▸ ACTIVITY: Where the data below has the string "master", return the whole line.

▸ SOURCE MATERIAL:
☆ ☆ ☆

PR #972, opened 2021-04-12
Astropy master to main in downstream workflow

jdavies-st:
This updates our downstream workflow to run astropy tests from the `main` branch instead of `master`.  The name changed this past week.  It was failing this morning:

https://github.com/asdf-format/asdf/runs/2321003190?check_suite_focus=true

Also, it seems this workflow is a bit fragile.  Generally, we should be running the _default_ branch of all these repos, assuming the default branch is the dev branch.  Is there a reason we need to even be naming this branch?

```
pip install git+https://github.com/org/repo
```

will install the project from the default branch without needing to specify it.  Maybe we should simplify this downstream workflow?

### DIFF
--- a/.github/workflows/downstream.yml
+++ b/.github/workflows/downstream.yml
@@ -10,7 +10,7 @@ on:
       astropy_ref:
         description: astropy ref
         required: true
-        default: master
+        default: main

☆ ☆ ☆

▸ RESPONSE BOX:
Astropy master to main in downstream workflow
This updates our downstream workflow to run astropy tests from the `main` branch instead of `master`.  The name changed this past week.  It was failing this morning:
-        default: master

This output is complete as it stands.